Hallie is always mentioning she has track practice but never goes to track practice. What are you hiding, Hallie?
Hallie's family dinner is really quiet, dark, and awkward. I hate when movies do this. Hereditary did it too, but it had the excuse that a huge tragedy had just occurred. Wouldn't you at least want to turn on a few lights and play some light dinner jazz?
Obligatory library research scene. Why was Wren there? She was just using the computer; does she not have one of those at home? Also, I really wanted to the librarian to play a more central role, like in Bye Bye Man.

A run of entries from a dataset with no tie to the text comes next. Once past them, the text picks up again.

PR #41, opened 2023-08-11
Cleanup of lint creation

n-bernat:
As we have more and more lints it's a good idea to split it, so we won't end up with a one giant method with all lints.

cc: ~illia-romanenko~ it was supposed to be Yurii

### DIFF
--- a/lib/models/solid_lint_rule.dart
+++ b/lib/models/solid_lint_rule.dart
@@ -1,0 +1,16 @@
+import 'package:custom_lint_builder/custom_lint_builder.dart';
+import 'package:solid_lints/models/metric_rule.dart';
+
+/// A base class for emitting information about
+/// issues with user's `.dart` files.
+abstract class SolidLintRule<T extends Object?> extends DartLintRule {
+  /// Constructor for [SolidLintRule] model.
+  SolidLintRule(this.config) : super(code: config.lintCode);
+
+  /// Configuration for a particular rule with all the
+  /// defined custom parameters.
+  final MetricRule<T> config;
+
+  /// A flag which indicates whether this rule was enabled by the user.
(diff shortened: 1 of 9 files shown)


lib/models/solid_lint_rule.dart
```diff
@@ -0,0 +1,16 @@
...
+
+/// A base class for emitting information about
+/// issues with user's `.dart` files.
+abstract class SolidLintRule<T extends Object?> extends DartLintRule {
+  /// Constructor for [SolidLintRule] model.
+  SolidLintRule(this.config) : super(code: config.lintCode);
+
+  /// Configuration for a particular rule with all the
+  /// defined custom parameters.
+  final MetricRule<T> config;
```
solid-yuriiprykhodko, line 12: Maybe we should merge SolidLintRule and MetricRule into a single entity? This would simplify the declaration of these rules also -- it will just be an override on the rule implementation.

lib/solid_lints.dart
```diff
@@ -6,111 +6,28 @@ import 'package:solid_lints/lints/avoid_late_keyword/avoid_late_keyword_rule.dar
...
+      NumberOfParametersMetric.createRule(configs),
+      FunctionLinesOfCodeMetric.createRule(configs),
+      AvoidNonNullAssertionRule.createRule(configs),
+      AvoidLateKeywordRule.createRule(configs),
+      AvoidGlobalStateRule.createRule(configs),
+      AvoidReturningWidgetsRule.createRule(configs),
+    ];
+
+    // Return only enabled rules
+    return supportedRules.where((r) => r.enabled).toList();
```
solid-yuriiprykhodko, line 31: Neat!

PR #46, opened 2023-09-01
Feature/avoid unnecessary type assertions

xvadim:
1. Implemented the avoid-unnecessary-type-assertions rule
2. Implemented quick-fixes for the avoid-unnecessary-type-assertions rule

### DIFF
--- a/example/test/avoid_unnecessary_type_assertions_test.dart
+++ b/example/test/avoid_unnecessary_type_assertions_test.dart
@@ -13,11 +13,20 @@ void fun() {
   // expect_lint: avoid-unnecessary-type-assertions
   testList.whereType<double>();
 
+  final dynamicList = <dynamic>[1.0, 2.0];
+  dynamicList.whereType<double>();
+
+  // just any method, except `whereType`
+  testList.add(4.0);
+
+  // expect_lint: avoid-unnecessary-type-assertions
+  [1.0, 2.0].whereType<double?>();
+
   final double d = 2.0;
   // expect_lint: avoid-unnecessary-type-assertions
   final casted = d is double;
 
   final double? nullableD = 2.0;
-  // `Type? is Type` is allowed
+  // casting `Type? is Type` is allowed
   final castedD = nullableD is double;
 }
--- a/example/test/avoid_unnecessary_type_assertions_test.dart
+++ b/example/test/avoid_unnecessary_type_assertions_test.dart
@@ -10,8 +10,9 @@ void fun() {
   // expect_lint: avoid-unnecessary-type-assertions
   final result = testList is List<double>;
 
+  // to check quick-fix => testList.length
   // expect_lint: avoid-unnecessary-type-assertions
-  testList.whereType<double>();
+  testList.whereType<double>().length;
 
   final dynamicList = <dynamic>[1.0, 2.0];
   dynamicList.whereType<double>();
--- a/example/test/avoid_unnecessary_type_assertions_test.dart
+++ b/example/test/avoid_unnecessary_type_assertions_test.dart
@@ -1,6 +1,7 @@
-// ignore_for_file: unnecessary_nullable_for_final_variable_declarations
 // ignore_for_file: prefer_const_declarations
+// ignore_for_file: unnecessary_nullable_for_final_variable_declarations
 // ignore_for_file: unnecessary_type_check
+// ignore_for_file: unused_local_variable
 
 /// Check the `avoid-unnecessary-type-assertions` rule
 
--- a/example/test/avoid_unnecessary_type_assertions_test.dart
+++ b/example/test/avoid_unnecessary_type_assertions_test.dart
@@ -1,0 +1,22 @@
+// ignore_for_file: unnecessary_nullable_for_final_variable_declarations
+// ignore_for_file: prefer_const_declarations
+// ignore_for_file: unnecessary_type_check
+
+/// Check the `avoid-unnecessary-type-assertions` rule
+
+void fun() {
+  final testList = <double>[1.0, 2.0, 3.0];
+  // expect_lint: avoid-unnecessary-type-assertions
+  final result = testList is List<double>;
+
+  // expect_lint: avoid-unnecessary-type-assertions
+  testList.whereType<double>();
+
+  final double d = 2.0;
+  // expect_lint: avoid-unnecessary-type-assertions
+  final casted = d is double;
+
+  final double? nullableD = 2.0;
+  // `Type? is Type` is allowed
+  final castedD = nullableD is double;
+}
--- a/example/test/avoid_unnecessary_type_assertions_test.dart
+++ b/example/test/avoid_unnecessary_type_assertions_test.dart
@@ -6,9 +6,12 @@
 /// Check the `avoid-unnecessary-type-assertions` rule
 
 void fun() {
-  final testList = <double>[1.0, 2.0, 3.0];
+  final testList = [1.0, 2.0, 3.0];
   // expect_lint: avoid-unnecessary-type-assertions
   final result = testList is List<double>;
+
+  // expect_lint: avoid-unnecessary-type-assertions
+  final negativeResult = testList is! List<double>;
 
   // to check quick-fix => testList.length
   // expect_lint: avoid-unnecessary-type-assertions
@@ -17,15 +20,15 @@ void fun() {
   final dynamicList = <dynamic>[1.0, 2.0];
   dynamicList.whereType<double>();
 
-  // just any method, except `whereType`
-  testList.add(4.0);
-
   // expect_lint: avoid-unnecessary-type-assertions
   [1.0, 2.0].whereType<double?>();
 
   final double d = 2.0;
   // expect_lint: avoid-unnecessary-type-assertions
   final casted = d is double;
+
+  // expect_lint: avoid-unnecessary-type-assertions
+  final negativeCasted = d is! double;
 
   final double? nullableD = 2.0;
   // casting `Type? is Type` is allowed
--- a/lib/lints/avoid_unnecessary_type_assertions/avoid_unnecessary_type_assertions_fix.dart
+++ b/lib/lints/avoid_unnecessary_type_assertions/avoid_unnecessary_type_assertions_fix.dart
@@ -13,7 +13,7 @@ class _UnnecessaryTypeAssertionsFix extends DartFix {
   ) {
     context.registry.addIsExpression((node) {
       if (analysisError.sourceRange.intersects(node.sourceRange)) {
-        _addDeletion(reporter, 'is', node, node.isOperator.offset);
+        _addDeletion(reporter, operatorIsName, node, node.isOperator.offset);
       }
     });
 
@@ -21,7 +21,7 @@ class _UnnecessaryTypeAssertionsFix extends DartFix {
       if (analysisError.sourceRange.intersects(node.sourceRange)) {
         _addDeletion(
           reporter,
-          'whereType',
+          whereTypeMethodName,
           node,
           node.operator?.offset ?? node.offset,
         );
--- a/lib/lints/avoid_unnecessary_type_assertions/avoid_unnecessary_type_assertions_fix.dart
+++ b/lib/lints/avoid_unnecessary_type_assertions/avoid_unnecessary_type_assertions_fix.dart
@@ -12,43 +12,39 @@ class _UnnecessaryTypeAssertionsFix extends DartFix {
     List<AnalysisError> others,
   ) {
     context.registry.addIsExpression((node) {
-      // checks that the literal declaration is where our warning is located
-      if (!analysisError.sourceRange.intersects(node.sourceRange)) return;
-
-      final changeBuilder = reporter.createChangeBuilder(
-        message: "Remove unnecessary 'is'",
-        priority: 1,
-      );
-
-      final isOperatorOffset = node.isOperator.offset;
-      changeBuilder.addDartFileEdit((builder) {
-        builder.addDeletion(
-          SourceRange(
-            isOperatorOffset,
-            node.length - (isOperatorOffset - node.offset),
-          ),
-        );
-      });
+      if (analysisError.sourceRange.intersects(node.sourceRange)) {
+        _addDeletion(reporter, 'is', node, node.isOperator.offset);
+      }
     });
 
     context.registry.addMethodInvocation((node) {
-      // checks that the literal declaration is where our warning is located
-      if (!analysisError.sourceRange.intersects(node.sourceRange)) return;
-
-      final changeBuilder = reporter.createChangeBuilder(
-        message: "Remove unnecessary 'whereType'",
-        priority: 1,
-      );
-
-      final operatorOffset = node.operator?.offset ?? node.offset;
-      changeBuilder.addDartFileEdit((builder) {
-        builder.addDeletion(
-          SourceRange(
-            operatorOffset,
-            node.length - (operatorOffset - node.offset),
-          ),
+      if (analysisError.sourceRange.intersects(node.sourceRange)) {
+        _addDeletion(
+          reporter,
+          'whereType',
+          node,
+          node.operator?.offset ?? node.offset,
         );
-      });
+      }
+    });
+  }
+
+  void _addDeletion(
+    ChangeReporter reporter,
+    String itemToDelete,
+    Expression node,
+    int operatorOffset,
+  ) {
+    final targetNameLength = operatorOffset - node.offset;
+    final removedPartLength = node.length - targetNameLength;
+
+    final changeBuilder = reporter.createChangeBuilder(
+      message: "Remove unnecessary '$itemToDelete'",
+      priority: 1,
+    );
+
+    changeBuilder.addDartFileEdit((builder) {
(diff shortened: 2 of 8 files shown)


example/test/avoid_unnecessary_type_assertions_test.dart
```diff
@@ -0,0 +1,33 @@
...
+// ignore_for_file: unnecessary_nullable_for_final_variable_declarations
+// ignore_for_file: unnecessary_type_check
+// ignore_for_file: unused_local_variable
+
+/// Check the `avoid-unnecessary-type-assertions` rule
+
+void fun() {
+  final testList = <double>[1.0, 2.0, 3.0];
+  // expect_lint: avoid-unnecessary-type-assertions
+  final result = testList is List<double>;
```
solid-yuriiprykhodko, line 11: Not sure we need to be explicit here. Let type inference do its job.

```suggestion
  final testList = [1.0, 2.0, 3.0];
  // expect_lint: avoid-unnecessary-type-assertions
  final result = testList is List<double>;
```

lib/lints/avoid_unnecessary_type_assertions/avoid_unnecessary_type_assertions_fix.dart
```diff
@@ -0,0 +1,54 @@
...
+        message: "Remove unnecessary 'is'",
+        priority: 1,
+      );
+
+      final isOperatorOffset = node.isOperator.offset;
+      changeBuilder.addDartFileEdit((builder) {
+        builder.addDeletion(
+          SourceRange(
+            isOperatorOffset,
+            node.length - (isOperatorOffset - node.offset),
```
solid-yuriiprykhodko, line 28: Not sure we need the parentheses.
A better option might be to put the result of this calculation into a properly named variable.
```suggestion
            node.length - isOperatorOffset - node.offset,
```

lib/lints/avoid_unnecessary_type_assertions/avoid_unnecessary_type_assertions_fix.dart
```diff
@@ -0,0 +1,54 @@
...
+
+      final operatorOffset = node.operator?.offset ?? node.offset;
+      changeBuilder.addDartFileEdit((builder) {
+        builder.addDeletion(
+          SourceRange(
+            operatorOffset,
+            node.length - (operatorOffset - node.offset),
+          ),
+        );
+      });
```
solid-yuriiprykhodko, line 51: Seems exactly the same as above.
Extract method?

lib/lints/avoid_unnecessary_type_assertions/avoid_unnecessary_type_assertions_rule.dart
```diff
@@ -0,0 +1,183 @@
...
+  static const lintName = 'avoid-unnecessary-type-assertions';
+
+  static const _unnecessaryIsCode = LintCode(
+    name: lintName,
+    problemMessage: "Unnecessary usage of the 'is' operator.",
+  );
+
+  static const _unnecessaryWhereTypeCode = LintCode(
+    name: lintName,
+    problemMessage: "Unnecessary usage of the 'whereType'.",
```
solid-yuriiprykhodko, line 29:
```suggestion
    problemMessage: "Unnecessary usage of the 'whereType' method.",
```

lib/lints/avoid_unnecessary_type_assertions/avoid_unnecessary_type_assertions_rule.dart
```diff
@@ -0,0 +1,183 @@
...
+  AvoidUnnecessaryTypeAssertions._(super.config);
+
+  /// Creates a new instance of [AvoidUnnecessaryTypeAssertions]
+  /// based on the lint configuration.
+  factory AvoidUnnecessaryTypeAssertions.createRule(CustomLintConfigs configs) {
+    final rule = RuleConfig(
+      configs: configs,
+      name: lintName,
+      problemMessage: (_) =>
+          "Unnecessary usage of 'is' or 'whereType' operators.",
```
solid-yuriiprykhodko, line 41: Generalize. Especially given we're going to expand this rule with `case` statements support later on.
```suggestion
          "Unnecessary usage of typecast operators.",
```

lib/lints/avoid_unnecessary_type_assertions/avoid_unnecessary_type_assertions_rule.dart
```diff
@@ -0,0 +1,183 @@
...
+
+  @override
+  List<Fix> getFixes() => [_UnnecessaryTypeAssertionsFix()];
+
+  bool _isUnnecessaryIsExpression(IsExpression node) {
+    final objectType = node.expression.staticType;
+    final castedType = node.type.type;
+
+    if (node.notOperator != null) {
+      if (objectType != null &&
```
solid-yuriiprykhodko, line 74:
```suggestion
    if (node.notOperator != null &&
        objectType != null &&
```

lib/lints/avoid_unnecessary_type_assertions/avoid_unnecessary_type_assertions_rule.dart
```diff
@@ -0,0 +1,183 @@
...
+
+  bool _isUnnecessaryWhereType(MethodInvocation node) {
+    const whereTypeMethodName = 'whereType';
+
+    final targetType = node.target?.staticType;
+
+    if (node.methodName.name == whereTypeMethodName &&
+        isIterableOrSubclass(node.realTarget?.staticType) &&
+        targetType is ParameterizedType) {
+      final isTargetTypeHasGeneric = targetType.typeArguments.isNotEmpty;
```
solid-yuriiprykhodko, line 97: The fact that it's generic is established above. This checks for _actual_ presence of explicit type args.
```suggestion
      final targetHasExplicitTypeArgs = targetType.typeArguments.isNotEmpty;
```

lib/lints/avoid_unnecessary_type_assertions/avoid_unnecessary_type_assertions_rule.dart
```diff
@@ -0,0 +1,183 @@
...
+      final arguments = node.typeArguments?.arguments;
+      final isWhereTypeHasGeneric = arguments?.isNotEmpty ?? false;
```
solid-yuriiprykhodko, line 99:
```suggestion
      final invocationHasExplicitTypeArgs = arguments?.isNotEmpty ?? false;
```

lib/lints/avoid_unnecessary_type_assertions/avoid_unnecessary_type_assertions_rule.dart
```diff
@@ -0,0 +1,183 @@
...
+          castedType,
+          isReversed: true,
+        );
+      }
+    }
+
+    return _isUnnecessaryTypeCheck(objectType, castedType);
+  }
+
+  bool _isUnnecessaryWhereType(MethodInvocation node) {
```
solid-yuriiprykhodko, line 89: Maybe we can simplify this whole method by using pattern matching?

lib/lints/avoid_unnecessary_type_assertions/avoid_unnecessary_type_assertions_rule.dart
```diff
@@ -0,0 +1,183 @@
...
+    final isObjectTypeNullable = isNullableType(objectType);
+    final isCastedTypeNullable = isNullableType(castedType);
+
+    // Only one case `Type? is Type` always valid assertion case.
+    return isObjectTypeNullable && !isCastedTypeNullable;
+  }
+
+  DartType? _castedTypeInObjectTypeHierarchy(
+    DartType objectType,
+    DartType castedType,
```
solid-yuriiprykhodko, line 148:
```suggestion
  DartType? _castTypeInHierarchy(
    DartType objectType,
    DartType castType,
```

lib/lints/avoid_unnecessary_type_assertions/avoid_unnecessary_type_assertions_rule.dart
```diff
@@ -0,0 +1,183 @@
...
+
+    if (objectType is InterfaceType) {
+      return objectType.allSupertypes
+          .firstWhereOrNull((value) => value.element == castedType.element);
+    }
+
+    return null;
+  }
+
+  bool _isGenerics(DartType objectType, DartType castedType) {
```
solid-yuriiprykhodko, line 162: The naming doesn't really help understand what the method is doing.

Maybe something like this?
```suggestion
  bool _areGenericsWithSameTypeArgs(DartType objectType, DartType castedType) {
```

solid-yuriiprykhodko, line 162: The naming doesn't really help understand what the method is doing.

Maybe something like this?
```suggestion
  bool _areGenericsWithSameTypeArgs(DartType objectType, DartType castedType) {
```

lib/utils/types_utils.dart
```diff
@@ -35,6 +36,12 @@ bool hasWidgetType(DartType type) =>
         _isListInheritedProvider(type) ||
         _isFutureInheritedProvider(type));
 
+bool isIterableOrSubclass(DartType? type) =>
+    _checkSelfOrSupertypes(type, (t) => t?.isDartCoreIterable ?? false);
```
solid-yuriiprykhodko, line 40: All subclasses of Iterable are also Iterable.
```suggestion
bool isIterable(DartType? type) =>
    _checkSelfOrSupertypes(type, (t) => t?.isDartCoreIterable ?? false);
```

lib/lints/avoid_unnecessary_type_assertions/avoid_unnecessary_type_assertions_rule.dart
```diff
@@ -0,0 +1,183 @@
...
+    }
+
+    for (var argumentIndex = 0; argumentIndex < length; argumentIndex++) {
+      if (!_isUnnecessaryTypeCheck(
+        objectType.typeArguments[argumentIndex],
+        castedType.typeArguments[argumentIndex],
+      )) {
+        return false;
+      }
+    }
```
solid-yuriiprykhodko, line 179: Maybe zip + every will look better here?

lib/lints/avoid_unnecessary_type_assertions/avoid_unnecessary_type_assertions_rule.dart
solid-yuriiprykhodko, line 148: Quite a few places where these go together. Maybe a small structure will make things simpler?

```dart
class TypeCast {
  final DartType source;
  final DartType target;
}
```

solid-yuriiprykhodko (changes requested):

lib/lints/avoid_unnecessary_type_assertions/avoid_unnecessary_type_assertions_fix.dart
xvadim: We need the parentheses here. But variables with proper names are better.

solid-yuriiprykhodko: Ah, right -- the grouping alters the sign of operation. So `a - (b - c)` -> `a + -(b + (-c))` -> `a + ((-b) - (-c))` -> `a + (- b + c)` -> `a - b + c`.

```suggestion
            node.length - isOperatorOffset + node.offset,
```

solid-yuriiprykhodko: BTW why is an integer variable named with a `isX` prefix?

lib/lints/avoid_unnecessary_type_assertions/avoid_unnecessary_type_assertions_rule.dart
xvadim: I am not sure that this variant will be simpler and more understable.

xvadim:
1. Fixed warnings
2. Fixed a bug
3. Added additional test cases

lib/lints/avoid_unnecessary_type_assertions/avoid_unnecessary_type_assertions_rule.dart
solid-yuriiprykhodko: A comparison would be helpful

lib/lints/avoid_unnecessary_type_assertions/avoid_unnecessary_type_assertions_rule.dart
solid-yuriiprykhodko: In the context of this lint, the typecast source and target are highly coupled.
In simple terms -- everywhere they go, they go together.

So if we're not using procedural/imperative style -- it looks a lot like a small struct. 

Some utility methods look like they would belong to this structure quite well -- anything that compares the two fields.

lib/lints/avoid_unnecessary_type_assertions/avoid_unnecessary_type_assertions_fix.dart
```diff
@@ -0,0 +1,50 @@
...
+      if (analysisError.sourceRange.intersects(node.sourceRange)) {
+        _addDeletion(reporter, 'is', node, node.isOperator.offset);
+      }
+    });
+
+    context.registry.addMethodInvocation((node) {
+      if (analysisError.sourceRange.intersects(node.sourceRange)) {
+        _addDeletion(
+          reporter,
+          'whereType',
```
solid-yuriiprykhodko, line 24: Don't you have it defined as a constant elsewhere?
Let's reuse a single definition instead of hardcoding strings.

lib/lints/avoid_unnecessary_type_assertions/avoid_unnecessary_type_assertions_rule.dart
```diff
@@ -0,0 +1,165 @@
...
+            arguments?.first.type,
+          );
+    }
+    return false;
+  }
+
+  bool _isUnnecessaryTypeCheck(
+    DartType? objectType,
+    DartType? castedType, {
+    bool isReversed = false,
```
solid-yuriiprykhodko, line 109: I find it hard to understand what this flag does in the method.
Need better naming, code comments or functional decomposition.

lib/lints/avoid_unnecessary_type_assertions/avoid_unnecessary_type_assertions_fix.dart
xvadim: Because it is an offset of the 'is' operator. Maybe the better name is operatorIsOffset.

solid-yuriiprykhodko: `isOperatorIsOffset` -- sounds confusing
`operatorIsOffset` would make me double-take too.
Maybe `typeCheckOperatorOffset`?

lib/lints/avoid_unnecessary_type_assertions/avoid_unnecessary_type_assertions_rule.dart
```diff
@@ -0,0 +1,188 @@
...
+    if (objectType is InterfaceType) {
+      return objectType.allSupertypes.firstWhereOrNull(
+        (value) => value.element == typeCast.target.element,
+      );
+    }
+
+    return null;
+  }
+
+  bool _areGenericsWithSameTypeArgs(TypeCast typeCast) {
```
solid-yuriiprykhodko, line 173: These unary methods look like they belong on TypeCast class.

lib/lints/avoid_unnecessary_type_assertions/avoid_unnecessary_type_assertions_rule.dart
```diff
@@ -0,0 +1,188 @@
...
+    if (typeCast.source is! ParameterizedType ||
+        typeCast.target is! ParameterizedType) {
+      return false;
+    }
+
+    final objectType = typeCast.source as ParameterizedType;
+    final castedType = typeCast.target as ParameterizedType;
```
solid-yuriiprykhodko, line 180: Will look better with pattern matching.

lib/lints/avoid_unnecessary_type_assertions/avoid_unnecessary_type_assertions_rule.dart
xvadim: We can use something like this:
`
if (node
          case MethodInvocation(
            methodName: Identifier(name: 'whereType'),
            target: Expression(staticType: final targetType),
            realTarget: Expression(staticType: final realTargetType),
            typeArguments: TypeArgumentList(arguments: final arguments),
          )
          when targetType is ParameterizedType &&
              isIterable(realTargetType) &&
              arguments.isNotEmpty) {
        return _isUnnecessaryTypeCheck(
          targetType.typeArguments.first,
          arguments.first.type,
        );
      }

return false;
`

solid-yuriiprykhodko: Although I'm usually reserved against this stuff, it does look more readable than the classic approach. Nice work!

solid-yuriiprykhodko (approved):
LGTM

I think the director was trying to imitate The Ring with all the fog and bluish tones, but I was getting some heavy Twilight vibes, especially with all the forest scenes. I was waiting for a sexually charged scene between Hallie and Slender Man where she's like, "How old are you?" and "How long have you been 17?".
This review of Slender Man (2018) was written by Michael I on 14 Aug 2018.
Slender Man has generally received negative reviews.